Efficient model intrusion detection system through feature selection based on decision tree algorithm


  • Johani Fauzi
  • Charles Lim
  • Eka Budiarto


When it comes to data analytics on machine learning, feature selection (FS) is one of the most significant responsibilities of data preparation. This research aimed to combine feature selection to assess significant aspects of massive network traffic, which is further utilized to increase the accuracy of traffic anomaly detection while also decrease the time it takes to complete the analysis. The filter-based and wrapper-based feature selection techniques are the most often utilized method in Intrusion Detection System (IDS) research. This study employed a combination of filter-based and wrapper-based methods by ranking the features according to their minimum weight values to select relevant and significant features, and then implemented the decision tree classifier for learning algorithms in experiments on two datasets of NSL-KDD and CIC-IDS2017 to determine appropriate and powerful features. The experiment investigation demonstrated that the number of relevant and essential features produced were combined by Information Gain and Chi-Square forward selection that has a substantial impact on the improvement of detection accuracy and the production of simpler elements.
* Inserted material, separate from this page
PR #1910, opened 2026-07-02
Consolidate python CI jobs

jiahaog:
Now that we use a uv workspace (https://github.com/a2ui-project/a2ui/pull/1814) we can simplify this quite a lot.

The feature selection combined filter-based and wrapper-based chi-square forward selection decision tree (IG+FS+DT) algorithm with nine features selected and has the highest accuracy of 98.98%. In this case, the nine features selected were f2, f5, f30, f32, f33, f36, f37, f38, f41 from 41 features on NSL-KDD dataset. In the CIC-IDS2017 dataset, the combination of CS+FS+DT selected best five feature and obtained the highest accuracy of 99.98%. In this case, the five features selected were f2, f17, f23, f65, and f68 from 80 features on the dataset of CIC-IDS2017.